Please copy the leading lines of the entries below exactly, concluding with the line in which "a regression though." occurs.

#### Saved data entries
•••

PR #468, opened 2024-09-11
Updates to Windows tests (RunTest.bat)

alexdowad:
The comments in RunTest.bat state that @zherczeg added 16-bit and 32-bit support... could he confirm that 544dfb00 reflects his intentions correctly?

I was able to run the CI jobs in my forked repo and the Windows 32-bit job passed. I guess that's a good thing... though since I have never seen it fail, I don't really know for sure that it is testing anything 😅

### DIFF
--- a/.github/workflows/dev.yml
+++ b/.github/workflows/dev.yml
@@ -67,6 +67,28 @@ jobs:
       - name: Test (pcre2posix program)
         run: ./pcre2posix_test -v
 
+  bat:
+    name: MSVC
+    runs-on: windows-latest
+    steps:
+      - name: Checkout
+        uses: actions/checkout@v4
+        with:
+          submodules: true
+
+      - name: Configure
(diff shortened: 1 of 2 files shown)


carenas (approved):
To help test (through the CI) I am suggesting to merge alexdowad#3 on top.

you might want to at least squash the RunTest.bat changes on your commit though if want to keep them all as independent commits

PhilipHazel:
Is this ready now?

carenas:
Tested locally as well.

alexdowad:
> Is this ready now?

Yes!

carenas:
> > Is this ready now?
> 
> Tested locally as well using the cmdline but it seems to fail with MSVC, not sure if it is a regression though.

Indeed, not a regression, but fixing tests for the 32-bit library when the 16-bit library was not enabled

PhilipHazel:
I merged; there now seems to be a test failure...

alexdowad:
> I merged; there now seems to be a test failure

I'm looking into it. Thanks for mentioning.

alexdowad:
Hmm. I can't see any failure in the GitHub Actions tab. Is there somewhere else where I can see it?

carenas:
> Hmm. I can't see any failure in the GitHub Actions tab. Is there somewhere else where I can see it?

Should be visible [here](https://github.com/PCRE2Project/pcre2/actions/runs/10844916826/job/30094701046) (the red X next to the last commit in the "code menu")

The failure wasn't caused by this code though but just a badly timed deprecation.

•••

#### Answer
PR #468, opened 2024-09-11
Updates to Windows tests (RunTest.bat)

alexdowad:
The comments in RunTest.bat state that @zherczeg added 16-bit and 32-bit support... could he confirm that 544dfb00 reflects his intentions correctly?

I was able to run the CI jobs in my forked repo and the Windows 32-bit job passed. I guess that's a good thing... though since I have never seen it fail, I don't really know for sure that it is testing anything 😅

### DIFF
--- a/.github/workflows/dev.yml
+++ b/.github/workflows/dev.yml
@@ -67,6 +67,28 @@ jobs:
       - name: Test (pcre2posix program)
         run: ./pcre2posix_test -v
 
+  bat:
+    name: MSVC
+    runs-on: windows-latest
+    steps:
+      - name: Checkout
+        uses: actions/checkout@v4
+        with:
+          submodules: true
+
+      - name: Configure
(diff shortened: 1 of 2 files shown)


carenas (approved):
To help test (through the CI) I am suggesting to merge alexdowad#3 on top.

you might want to at least squash the RunTest.bat changes on your commit though if want to keep them all as independent commits

PhilipHazel:
Is this ready now?

carenas:
Tested locally as well.

alexdowad:
> Is this ready now?

Yes!

carenas:
> > Is this ready now?
> 
> Tested locally as well using the cmdline but it seems to fail with MSVC, not sure if it is a regression though.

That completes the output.